Determine the number of lines in the data that contain "exit". Answer with that number only.

*** Opening EXTRACTED RECORDS ***

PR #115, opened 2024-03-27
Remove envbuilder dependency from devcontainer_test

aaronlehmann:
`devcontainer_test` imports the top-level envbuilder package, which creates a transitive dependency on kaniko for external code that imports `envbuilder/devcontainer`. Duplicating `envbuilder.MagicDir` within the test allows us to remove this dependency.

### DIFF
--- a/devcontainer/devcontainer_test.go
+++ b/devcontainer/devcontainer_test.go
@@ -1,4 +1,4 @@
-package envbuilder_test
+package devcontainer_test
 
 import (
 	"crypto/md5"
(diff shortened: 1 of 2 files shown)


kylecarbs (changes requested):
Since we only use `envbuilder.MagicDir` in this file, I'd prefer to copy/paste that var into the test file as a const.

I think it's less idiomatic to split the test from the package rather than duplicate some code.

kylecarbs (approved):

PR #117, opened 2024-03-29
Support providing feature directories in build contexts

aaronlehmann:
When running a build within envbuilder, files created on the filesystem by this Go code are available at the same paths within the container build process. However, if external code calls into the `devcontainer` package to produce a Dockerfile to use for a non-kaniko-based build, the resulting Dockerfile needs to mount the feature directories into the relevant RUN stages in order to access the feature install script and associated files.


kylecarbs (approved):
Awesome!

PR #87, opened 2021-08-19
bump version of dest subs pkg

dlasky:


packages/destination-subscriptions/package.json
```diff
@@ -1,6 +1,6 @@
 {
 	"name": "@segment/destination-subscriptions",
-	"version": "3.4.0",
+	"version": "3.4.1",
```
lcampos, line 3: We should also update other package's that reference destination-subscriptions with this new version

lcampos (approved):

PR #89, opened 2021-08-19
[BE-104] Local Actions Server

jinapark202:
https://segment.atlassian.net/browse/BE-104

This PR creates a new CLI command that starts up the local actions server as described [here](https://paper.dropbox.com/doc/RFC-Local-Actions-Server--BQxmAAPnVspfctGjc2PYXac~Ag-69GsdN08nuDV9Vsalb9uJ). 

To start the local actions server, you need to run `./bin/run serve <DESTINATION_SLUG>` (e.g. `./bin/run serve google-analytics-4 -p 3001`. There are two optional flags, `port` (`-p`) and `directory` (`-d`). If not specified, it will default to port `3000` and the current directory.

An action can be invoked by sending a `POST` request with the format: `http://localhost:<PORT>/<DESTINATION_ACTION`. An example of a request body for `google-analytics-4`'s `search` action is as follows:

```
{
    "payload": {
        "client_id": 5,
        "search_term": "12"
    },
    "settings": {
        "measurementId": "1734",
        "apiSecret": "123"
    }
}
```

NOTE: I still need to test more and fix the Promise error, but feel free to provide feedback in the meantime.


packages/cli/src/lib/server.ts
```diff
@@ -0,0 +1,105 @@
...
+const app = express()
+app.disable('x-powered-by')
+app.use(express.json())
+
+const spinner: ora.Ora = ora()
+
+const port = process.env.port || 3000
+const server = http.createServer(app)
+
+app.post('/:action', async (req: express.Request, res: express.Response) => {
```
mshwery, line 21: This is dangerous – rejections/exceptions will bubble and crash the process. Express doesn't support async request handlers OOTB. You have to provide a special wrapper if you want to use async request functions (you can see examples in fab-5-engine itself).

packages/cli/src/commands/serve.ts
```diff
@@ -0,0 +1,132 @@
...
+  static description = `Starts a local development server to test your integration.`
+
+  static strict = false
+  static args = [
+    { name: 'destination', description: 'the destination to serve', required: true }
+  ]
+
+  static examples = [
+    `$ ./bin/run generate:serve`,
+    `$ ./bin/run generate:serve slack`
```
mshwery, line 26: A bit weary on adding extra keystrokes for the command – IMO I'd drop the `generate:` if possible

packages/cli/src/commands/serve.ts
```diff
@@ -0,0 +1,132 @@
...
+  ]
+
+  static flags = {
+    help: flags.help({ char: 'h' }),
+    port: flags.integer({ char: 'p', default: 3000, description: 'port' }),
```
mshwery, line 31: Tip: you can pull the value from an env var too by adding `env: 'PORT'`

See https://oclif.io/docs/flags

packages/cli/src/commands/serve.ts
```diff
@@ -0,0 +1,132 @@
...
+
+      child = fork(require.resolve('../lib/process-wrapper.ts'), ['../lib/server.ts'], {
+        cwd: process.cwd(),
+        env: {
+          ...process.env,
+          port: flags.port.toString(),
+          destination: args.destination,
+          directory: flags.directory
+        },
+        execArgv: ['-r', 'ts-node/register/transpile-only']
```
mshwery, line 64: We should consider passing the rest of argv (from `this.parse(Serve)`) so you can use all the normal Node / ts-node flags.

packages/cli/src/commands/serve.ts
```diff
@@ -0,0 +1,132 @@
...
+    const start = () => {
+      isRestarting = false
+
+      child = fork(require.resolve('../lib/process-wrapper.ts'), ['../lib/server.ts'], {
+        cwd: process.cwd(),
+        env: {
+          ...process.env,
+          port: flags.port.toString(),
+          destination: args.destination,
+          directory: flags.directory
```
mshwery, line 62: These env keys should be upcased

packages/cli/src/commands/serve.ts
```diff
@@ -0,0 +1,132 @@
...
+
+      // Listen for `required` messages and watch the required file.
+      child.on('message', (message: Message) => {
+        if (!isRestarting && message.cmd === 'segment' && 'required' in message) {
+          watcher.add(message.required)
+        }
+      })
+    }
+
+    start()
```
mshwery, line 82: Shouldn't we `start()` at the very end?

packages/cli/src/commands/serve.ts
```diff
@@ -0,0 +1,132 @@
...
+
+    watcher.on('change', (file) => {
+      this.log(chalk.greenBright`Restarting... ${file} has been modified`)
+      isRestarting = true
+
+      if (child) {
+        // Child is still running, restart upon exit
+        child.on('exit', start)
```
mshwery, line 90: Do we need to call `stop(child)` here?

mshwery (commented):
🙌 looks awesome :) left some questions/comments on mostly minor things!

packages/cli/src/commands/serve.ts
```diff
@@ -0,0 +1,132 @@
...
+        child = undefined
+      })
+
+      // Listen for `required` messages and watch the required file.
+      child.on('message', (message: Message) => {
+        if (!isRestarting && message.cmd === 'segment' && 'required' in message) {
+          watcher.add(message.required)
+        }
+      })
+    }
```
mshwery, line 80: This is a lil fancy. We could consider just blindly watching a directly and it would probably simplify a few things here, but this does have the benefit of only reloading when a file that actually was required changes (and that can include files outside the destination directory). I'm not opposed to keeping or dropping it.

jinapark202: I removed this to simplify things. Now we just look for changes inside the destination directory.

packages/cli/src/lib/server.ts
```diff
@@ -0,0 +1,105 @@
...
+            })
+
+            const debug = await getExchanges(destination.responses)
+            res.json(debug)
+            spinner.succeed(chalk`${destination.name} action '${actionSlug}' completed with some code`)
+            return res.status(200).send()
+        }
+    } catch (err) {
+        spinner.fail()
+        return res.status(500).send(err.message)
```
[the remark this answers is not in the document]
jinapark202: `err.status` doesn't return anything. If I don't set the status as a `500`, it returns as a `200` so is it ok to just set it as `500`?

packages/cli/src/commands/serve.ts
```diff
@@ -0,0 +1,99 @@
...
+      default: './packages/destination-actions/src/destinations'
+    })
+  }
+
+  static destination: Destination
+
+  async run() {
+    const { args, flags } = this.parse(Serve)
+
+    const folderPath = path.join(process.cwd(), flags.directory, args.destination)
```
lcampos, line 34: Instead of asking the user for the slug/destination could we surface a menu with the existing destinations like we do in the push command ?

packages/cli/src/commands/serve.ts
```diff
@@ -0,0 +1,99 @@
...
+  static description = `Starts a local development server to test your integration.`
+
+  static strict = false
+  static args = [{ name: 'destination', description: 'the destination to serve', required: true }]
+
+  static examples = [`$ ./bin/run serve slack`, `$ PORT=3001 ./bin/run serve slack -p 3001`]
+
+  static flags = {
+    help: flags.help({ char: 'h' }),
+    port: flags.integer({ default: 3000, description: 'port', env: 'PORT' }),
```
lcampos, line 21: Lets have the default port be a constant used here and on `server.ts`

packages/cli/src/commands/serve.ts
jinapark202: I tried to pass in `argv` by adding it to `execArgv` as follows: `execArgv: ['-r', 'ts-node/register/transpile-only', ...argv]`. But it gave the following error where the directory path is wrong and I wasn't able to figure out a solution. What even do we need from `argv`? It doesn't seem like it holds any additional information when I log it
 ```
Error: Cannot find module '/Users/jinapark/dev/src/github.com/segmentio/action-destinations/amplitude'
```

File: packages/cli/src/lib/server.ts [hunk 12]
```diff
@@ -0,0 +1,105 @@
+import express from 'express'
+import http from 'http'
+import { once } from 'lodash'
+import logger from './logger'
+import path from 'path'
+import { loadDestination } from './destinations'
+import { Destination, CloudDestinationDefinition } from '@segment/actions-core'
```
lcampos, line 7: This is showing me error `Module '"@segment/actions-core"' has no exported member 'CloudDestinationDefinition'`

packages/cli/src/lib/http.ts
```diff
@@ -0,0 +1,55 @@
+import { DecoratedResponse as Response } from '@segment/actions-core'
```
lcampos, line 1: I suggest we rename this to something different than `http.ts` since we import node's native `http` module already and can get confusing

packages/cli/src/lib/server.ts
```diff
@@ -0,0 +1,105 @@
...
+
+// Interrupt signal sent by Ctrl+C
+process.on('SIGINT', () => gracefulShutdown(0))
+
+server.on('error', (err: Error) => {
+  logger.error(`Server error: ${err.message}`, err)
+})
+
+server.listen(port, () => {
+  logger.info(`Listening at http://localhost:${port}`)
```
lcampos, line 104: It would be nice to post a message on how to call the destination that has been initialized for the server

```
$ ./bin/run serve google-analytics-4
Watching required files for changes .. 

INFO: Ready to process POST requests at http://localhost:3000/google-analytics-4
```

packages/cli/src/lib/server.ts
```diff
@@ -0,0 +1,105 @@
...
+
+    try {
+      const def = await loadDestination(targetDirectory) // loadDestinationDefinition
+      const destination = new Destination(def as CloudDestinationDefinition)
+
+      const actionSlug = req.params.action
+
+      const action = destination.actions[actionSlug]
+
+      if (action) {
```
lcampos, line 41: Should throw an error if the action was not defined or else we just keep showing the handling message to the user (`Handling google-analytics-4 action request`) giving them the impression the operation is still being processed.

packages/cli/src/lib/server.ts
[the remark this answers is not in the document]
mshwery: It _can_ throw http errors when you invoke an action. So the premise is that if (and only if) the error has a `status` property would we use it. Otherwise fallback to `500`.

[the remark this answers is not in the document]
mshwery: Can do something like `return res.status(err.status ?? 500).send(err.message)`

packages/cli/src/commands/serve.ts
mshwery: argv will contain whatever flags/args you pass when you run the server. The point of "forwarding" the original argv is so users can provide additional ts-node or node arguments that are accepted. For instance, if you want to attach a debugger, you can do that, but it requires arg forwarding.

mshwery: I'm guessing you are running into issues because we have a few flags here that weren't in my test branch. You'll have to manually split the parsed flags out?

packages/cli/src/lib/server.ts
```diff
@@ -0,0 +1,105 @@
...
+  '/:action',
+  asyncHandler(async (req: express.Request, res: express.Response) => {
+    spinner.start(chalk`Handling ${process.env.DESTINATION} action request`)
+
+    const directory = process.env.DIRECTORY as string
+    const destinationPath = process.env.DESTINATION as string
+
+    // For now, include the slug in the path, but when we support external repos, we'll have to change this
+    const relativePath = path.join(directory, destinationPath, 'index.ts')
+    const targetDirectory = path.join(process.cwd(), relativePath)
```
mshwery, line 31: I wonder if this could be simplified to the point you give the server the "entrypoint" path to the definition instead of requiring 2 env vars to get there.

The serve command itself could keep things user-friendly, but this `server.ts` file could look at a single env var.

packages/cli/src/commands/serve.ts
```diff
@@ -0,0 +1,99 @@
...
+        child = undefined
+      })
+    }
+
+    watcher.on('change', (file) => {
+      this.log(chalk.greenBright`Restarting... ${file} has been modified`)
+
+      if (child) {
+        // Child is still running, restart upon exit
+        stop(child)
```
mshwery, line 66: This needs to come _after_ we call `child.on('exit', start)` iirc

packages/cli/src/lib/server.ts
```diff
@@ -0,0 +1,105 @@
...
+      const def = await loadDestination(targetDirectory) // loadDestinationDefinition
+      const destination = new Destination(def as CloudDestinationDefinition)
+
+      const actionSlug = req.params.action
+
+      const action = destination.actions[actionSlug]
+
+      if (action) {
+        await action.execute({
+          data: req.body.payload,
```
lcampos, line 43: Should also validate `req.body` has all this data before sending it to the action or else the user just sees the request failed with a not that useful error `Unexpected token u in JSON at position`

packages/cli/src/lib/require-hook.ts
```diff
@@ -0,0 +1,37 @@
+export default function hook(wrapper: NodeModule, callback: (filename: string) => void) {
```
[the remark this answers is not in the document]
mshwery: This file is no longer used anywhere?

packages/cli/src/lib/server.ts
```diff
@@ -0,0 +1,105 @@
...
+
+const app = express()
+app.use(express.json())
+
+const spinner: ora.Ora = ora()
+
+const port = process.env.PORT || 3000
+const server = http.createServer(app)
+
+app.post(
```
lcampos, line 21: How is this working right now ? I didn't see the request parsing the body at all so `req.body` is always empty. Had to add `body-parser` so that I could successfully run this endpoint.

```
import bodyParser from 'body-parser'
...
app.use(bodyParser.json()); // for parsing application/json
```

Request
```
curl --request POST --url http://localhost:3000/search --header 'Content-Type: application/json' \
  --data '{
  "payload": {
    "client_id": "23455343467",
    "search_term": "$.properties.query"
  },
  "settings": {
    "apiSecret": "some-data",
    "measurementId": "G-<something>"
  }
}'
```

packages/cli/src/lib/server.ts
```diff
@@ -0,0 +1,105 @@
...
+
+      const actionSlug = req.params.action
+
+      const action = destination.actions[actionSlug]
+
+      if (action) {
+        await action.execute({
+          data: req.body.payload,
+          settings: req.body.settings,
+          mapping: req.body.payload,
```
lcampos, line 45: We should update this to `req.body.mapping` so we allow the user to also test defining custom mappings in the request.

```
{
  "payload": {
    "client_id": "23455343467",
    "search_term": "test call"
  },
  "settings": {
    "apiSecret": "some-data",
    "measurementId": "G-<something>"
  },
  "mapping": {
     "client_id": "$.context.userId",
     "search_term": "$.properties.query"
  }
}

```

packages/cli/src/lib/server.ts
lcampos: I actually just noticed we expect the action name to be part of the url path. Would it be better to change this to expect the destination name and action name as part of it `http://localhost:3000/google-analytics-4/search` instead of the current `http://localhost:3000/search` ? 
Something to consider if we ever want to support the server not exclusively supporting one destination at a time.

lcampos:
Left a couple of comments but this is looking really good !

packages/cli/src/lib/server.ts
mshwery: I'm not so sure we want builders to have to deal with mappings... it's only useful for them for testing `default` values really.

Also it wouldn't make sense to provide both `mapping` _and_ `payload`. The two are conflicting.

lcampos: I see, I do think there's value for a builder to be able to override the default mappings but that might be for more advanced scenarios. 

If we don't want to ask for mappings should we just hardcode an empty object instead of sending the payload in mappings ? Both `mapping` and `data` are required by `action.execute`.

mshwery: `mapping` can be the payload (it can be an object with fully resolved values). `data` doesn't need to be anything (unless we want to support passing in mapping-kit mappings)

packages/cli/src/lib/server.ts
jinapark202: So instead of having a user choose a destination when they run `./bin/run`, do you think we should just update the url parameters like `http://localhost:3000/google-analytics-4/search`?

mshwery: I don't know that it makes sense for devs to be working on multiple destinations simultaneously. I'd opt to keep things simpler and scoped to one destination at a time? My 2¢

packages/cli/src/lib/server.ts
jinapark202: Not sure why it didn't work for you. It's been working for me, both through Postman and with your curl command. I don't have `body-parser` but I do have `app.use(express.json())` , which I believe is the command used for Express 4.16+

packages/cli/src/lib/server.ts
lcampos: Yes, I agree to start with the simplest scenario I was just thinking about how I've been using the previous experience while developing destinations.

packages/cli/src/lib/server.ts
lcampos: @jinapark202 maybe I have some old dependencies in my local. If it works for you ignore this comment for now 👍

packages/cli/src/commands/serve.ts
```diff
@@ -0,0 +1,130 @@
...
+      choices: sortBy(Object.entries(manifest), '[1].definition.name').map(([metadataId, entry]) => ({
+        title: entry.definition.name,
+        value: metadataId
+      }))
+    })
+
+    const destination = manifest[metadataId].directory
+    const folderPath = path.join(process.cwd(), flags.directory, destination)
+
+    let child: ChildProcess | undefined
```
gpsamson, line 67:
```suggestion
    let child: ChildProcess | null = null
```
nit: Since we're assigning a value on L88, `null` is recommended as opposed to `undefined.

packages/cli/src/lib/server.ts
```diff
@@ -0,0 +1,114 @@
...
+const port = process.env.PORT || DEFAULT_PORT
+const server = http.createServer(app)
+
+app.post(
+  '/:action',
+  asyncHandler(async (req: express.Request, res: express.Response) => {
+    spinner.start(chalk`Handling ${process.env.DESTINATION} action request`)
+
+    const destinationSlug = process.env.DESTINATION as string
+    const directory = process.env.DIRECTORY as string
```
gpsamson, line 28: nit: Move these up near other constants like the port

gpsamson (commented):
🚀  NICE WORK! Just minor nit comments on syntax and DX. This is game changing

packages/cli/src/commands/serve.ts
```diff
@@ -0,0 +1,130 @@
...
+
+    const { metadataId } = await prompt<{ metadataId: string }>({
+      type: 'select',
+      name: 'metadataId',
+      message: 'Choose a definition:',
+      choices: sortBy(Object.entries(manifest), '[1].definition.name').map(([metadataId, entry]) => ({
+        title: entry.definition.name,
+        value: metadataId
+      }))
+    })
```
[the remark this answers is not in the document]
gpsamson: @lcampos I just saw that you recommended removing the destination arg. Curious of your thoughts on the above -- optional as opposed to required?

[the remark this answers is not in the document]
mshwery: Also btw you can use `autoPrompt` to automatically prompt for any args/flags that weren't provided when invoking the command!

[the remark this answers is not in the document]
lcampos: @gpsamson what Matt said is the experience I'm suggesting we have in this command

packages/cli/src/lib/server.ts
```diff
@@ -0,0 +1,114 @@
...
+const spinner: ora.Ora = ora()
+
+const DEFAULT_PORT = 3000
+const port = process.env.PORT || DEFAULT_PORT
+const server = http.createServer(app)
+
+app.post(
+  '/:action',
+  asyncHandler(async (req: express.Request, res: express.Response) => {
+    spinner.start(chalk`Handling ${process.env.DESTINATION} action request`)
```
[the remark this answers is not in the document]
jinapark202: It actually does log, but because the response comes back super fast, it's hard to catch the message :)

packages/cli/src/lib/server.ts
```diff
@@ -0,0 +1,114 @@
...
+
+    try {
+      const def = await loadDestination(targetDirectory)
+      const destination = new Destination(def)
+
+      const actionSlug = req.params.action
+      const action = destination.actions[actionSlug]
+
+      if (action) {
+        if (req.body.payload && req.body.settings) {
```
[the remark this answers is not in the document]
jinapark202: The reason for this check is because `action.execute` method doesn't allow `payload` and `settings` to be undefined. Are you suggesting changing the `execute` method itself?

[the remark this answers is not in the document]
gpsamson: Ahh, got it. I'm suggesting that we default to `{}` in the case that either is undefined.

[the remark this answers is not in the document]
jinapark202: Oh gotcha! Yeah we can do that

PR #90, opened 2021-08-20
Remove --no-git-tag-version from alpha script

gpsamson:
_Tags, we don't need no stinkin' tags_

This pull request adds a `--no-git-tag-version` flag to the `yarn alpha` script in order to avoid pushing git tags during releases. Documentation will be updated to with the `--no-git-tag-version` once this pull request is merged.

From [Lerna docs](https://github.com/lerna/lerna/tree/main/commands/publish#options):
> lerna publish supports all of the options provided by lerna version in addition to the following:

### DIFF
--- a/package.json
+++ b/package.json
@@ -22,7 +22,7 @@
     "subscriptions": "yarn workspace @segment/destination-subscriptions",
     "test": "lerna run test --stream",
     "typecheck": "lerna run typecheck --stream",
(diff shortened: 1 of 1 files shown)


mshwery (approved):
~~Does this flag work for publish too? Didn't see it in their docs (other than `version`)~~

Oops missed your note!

*** Closing EXTRACTED RECORDS ***

## COMPLETED EXERCISE
4